Playing this tournament is simple:

A tournament involves 10 different member max.
The winner of the last tournament will give a theme, and those who want to participate will post their pictures (Only one per person). AGAIN NO MORE THAN 10 PARTICIPANTS PER POST.

When all participant have entered the tournament and sent their picture ( PLEASE USE LINKS) we will create another post to vote on the best picture.

So in brief:


1) Users who want to participate send their picture on the post ( BY LINKS).
2) After ten participants have entered the tournament, a second post will be made with a poll to vote on the best picture.
3) If entering a slightly computer manipulated photo, please post the original along with it so users who are voting can see the difference.

Winners will simply be the one who gets the most votes. He/she will then create another post and propose a different theme for another tournament.

Please resize your pictures to 800 x 600 (or at least a photo of a decent size. Nothing too big.)
This tournament will have 5 days of voting.

You are permitted to change your image but if you could just change the URL in your original post and leave an edited comment with it.

Thank you and good luck all 

------

My entry.
http://img.photobucket.com/albums/v260/KagoSanosuki/Flowers/IMG_1000.jpg


----------



## 4NGU$

http://i72.photobucket.com/albums/i175/link_210/_MG_8796.jpg

mine


----------



## speedyink

Damn 4NGU$!  Thats an amazing pic!  I don't think any of my pictures will compete, but I'll look anyway.

Edit: This one will have to do

http://img.photobucket.com/albums/v144/speedyink/DSC00274e.jpg


----------



## Hyper_Kagome

Nice picture, 4NGU$.


----------



## 4NGU$

its got a lil bit of spot editing if you will allow it ??


----------



## Hyper_Kagome

I kinda figured that editing had occurred in there somewhere. Hehe.

But first: By spot editing do you mean spots on the flower that had started to wilt?

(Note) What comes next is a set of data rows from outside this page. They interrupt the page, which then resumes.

PR #320, opened 2022-01-26
Update dependencies

Expyron:


Cargo.toml
```diff
@@ -22,17 +22,15 @@ include = [
 [dependencies]
 bitflags = "1.0"
 crc32fast = "1.2.0"
-deflate = "0.9"
-[dependencies.miniz_oxide]
-version = "0.4.1"
-features = ["no_extern_crate_alloc"]
```
fintelia, line 28: What happened to this feature? Do we no longer need it / was it removed?

Expyron: It was changed to a no-op in miniz_oxide 0.4.2, and removed in 0.5.0.

HeroicKatora: It was only introduced for Rust `1.34` compatibilty, on our request actually. Since the major version bump and our bump of the MSRV it should no longer be necessary anyways.

fintelia (approved):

Edit: Since it is all for fun, etc etc. (Bass76's words), it can stay. =]


----
I'm now having trouble picking from nine pictures. =[


----------



## bass76

Heres mine.  Not sure what this is.  Might be a Japanese cherry tree is blossom.  It's in a botanical garden in NZ so maybe I should've looked at the info plaque

http://i171.photobucket.com/albums/u307/bass76/Blossom.jpg

EDIT:  Size changed to 800x600.


----------



## bass76

Editing and the amount thats fair is very subjective.  This is all a load of fun, and people are going to edit no matter what the rules are.  The whole point to this is to share our work, and get warm fuzzies lol...from comments about it.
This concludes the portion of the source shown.